Historic house in Pennsylvania, United States

The Robert Fulton Birthplace is a historic house museum at 1932 Robert Fulton Highway (U.S. Route 222) south of Quarryville, Pennsylvania. Built in the mid-18th century and reconstructed after a fire demolished it in 1822, it was the birthplace of inventor Robert Fulton (1765–1815). Fulton is best known for the development of commercially viable steamboats as a means of transportation. The house was declared a National Historic Landmark in 1964. The property is owned by the Southern Lancaster Historical Society which gives weekend tours of the house from Memorial Day through Labor Day.

==Description and history==
The Robert Fulton Birthplace is located about 7 mi south of Quarryville in rural Lancaster County, Pennsylvania, on the west side of US 222 near its junction with Swift Road. The house is a 2 1/2-story stone structure, built out of mortared rubblestone that was once covered in stucco. Its front facade is three bays wide, with the main entrance in the right bay, in a recess with a four-light transom window. There are two windows to its left, and two windows on the second floor above. The interior has a parlor, kitchen, and bedroom on the ground floor, with three more bedrooms in the second floor and attic.

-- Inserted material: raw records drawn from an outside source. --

PR #648, opened 2022-10-07
Issue #647: Refactor parser class to be a singleton.

### LINKED ISSUE #647: Make parser a singelton
Slightly faster, and if we ever want to do things like registering functions, it will be easier.

jaypha:
Resolves #647

### DIFF
--- a/classes/dataflow.php
+++ b/classes/dataflow.php
@@ -187,7 +187,7 @@ class dataflow extends persistent {
             $step = (object) $step;
         }
         $steps = (object) $steps;
-        $parser = new parser();
+        $parser = parser::get_parser();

The house in which Robert Fulton was born was probably built in the mid-18th century. He was born here in 1765, but the family moved soon thereafter to Lancaster. The house was reduced to rubble by a fire in 1822, and was completely rebuilt. It remained a private residence until it was acquired by the state in 1969. It was then given a complete restoration to return it to its original appearance at the time of Fulton's birth, and has been open as a museum property since.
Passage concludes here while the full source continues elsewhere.